§ Work request
Each record must be printed again exactly as it appears.

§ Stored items

════════════════════

PR #11887, opened 2026-01-02
fix(postgres): drop views with no metadata

### LINKED ISSUE #11209: Postgres queryRunner.dropView does not take into account schema
### Issue description

When `queryRunner.dropView()` is passed a `View` object, it does not take into account the schema

### Expected Behavior

Like `dropTable`, `dropView` should include the schema name when resolving the path to drop.

### Actual Behavior

There is a difference between `dropTable`, which if given a `Table` object calculates the path given the schema, and `dropView`. The latter tries to drop the view using only its name.

### Steps to reproduce

Create a view that belongs to the non-default schema, using migrations, in the `up()` step.
Try to drop that view in the `down()` step and run the rollback.

### My Environment

| Node.js version     | 22.12.0  |
| Typescript version  | 5.6.3  |

### Additional Context

_No response_

- [ ] aurora-mysql
- [ ] aurora-postgres
- [ ] better-sqlite3
- [ ] cockroachdb
- [ ] cordova
- [ ] expo
- [ ] mongodb
- [ ] mysql
- [ ] nativescript
- [ ] oracle
- [X] postgres
- [ ] react-native
- [ ] sap
- [ ] spanner
- [ ] sqlite
- [ ] sqlite-abstract
- [ ] sqljs
- [ ] sqlserver

Nosfistis:
### Description of change

Fix a postgres issue with `.dropView(myView)` that failed when the view to be dropped is not the default one.
Fix a postgres issue with `.dropView(myView)` when used on a view created with `.createView(myView)`, or `.createedView(myView, false)`, i.e. created with no metadata set in `typeorm_metadata`.

Closes #11209

### Pull-Request Checklist


gioboa (commented):
Thanks @Nosfistis for your help.
Few tests are failing can you verify them please?

Nosfistis:
Apologies @gioboa as I had troubles running the tests locally. It should pass now.

Nosfistis:
@gioboa I do not know why the test fails. I cannot run the CI docker container locally, as it is private. Running the tests in a postgres docker image with vector & postgis installed they pass. Could we run the tests with query logs?

gioboa (commented):
btw tests are running on your personal repo too, e.g. [here](https://github.com/Nosfistis/typeorm/actions/runs/20703614964/job/59429984428)
you can add few logs to debug the tests.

════════════════════

§ Answer space
PR #11887, opened 2026-01-02
fix(postgres): drop views with no metadata

### LINKED ISSUE #11209: Postgres queryRunner.dropView does not take into account schema
### Issue description

When `queryRunner.dropView()` is passed a `View` object, it does not take into account the schema

### Expected Behavior

Like `dropTable`, `dropView` should include the schema name when resolving the path to drop.

### Actual Behavior

There is a difference between `dropTable`, which if given a `Table` object calculates the path given the schema, and `dropView`. The latter tries to drop the view using only its name.

### Steps to reproduce

Create a view that belongs to the non-default schema, using migrations, in the `up()` step.
Try to drop that view in the `down()` step and run the rollback.

### My Environment

| Node.js version     | 22.12.0  |
| Typescript version  | 5.6.3  |

### Additional Context

_No response_

- [ ] aurora-mysql
- [ ] aurora-postgres
- [ ] better-sqlite3
- [ ] cockroachdb
- [ ] cordova
- [ ] expo
- [ ] mongodb
- [ ] mysql
- [ ] nativescript
- [ ] oracle
- [X] postgres
- [ ] react-native
- [ ] sap
- [ ] spanner
- [ ] sqlite
- [ ] sqlite-abstract
- [ ] sqljs
- [ ] sqlserver

Nosfistis:
### Description of change

Fix a postgres issue with `.dropView(myView)` that failed when the view to be dropped is not the default one.
Fix a postgres issue with `.dropView(myView)` when used on a view created with `.createView(myView)`, or `.createedView(myView, false)`, i.e. created with no metadata set in `typeorm_metadata`.

Closes #11209

### Pull-Request Checklist


gioboa (commented):
Thanks @Nosfistis for your help.
Few tests are failing can you verify them please?

Nosfistis:
Apologies @gioboa as I had troubles running the tests locally. It should pass now.

Nosfistis:
@gioboa I do not know why the test fails. I cannot run the CI docker container locally, as it is private. Running the tests in a postgres docker image with vector & postgis installed they pass. Could we run the tests with query logs?

gioboa (commented):
btw tests are running on your personal repo too, e.g. [here](https://github.com/Nosfistis/typeorm/actions/runs/20703614964/job/59429984428)
you can add few logs to debug the tests.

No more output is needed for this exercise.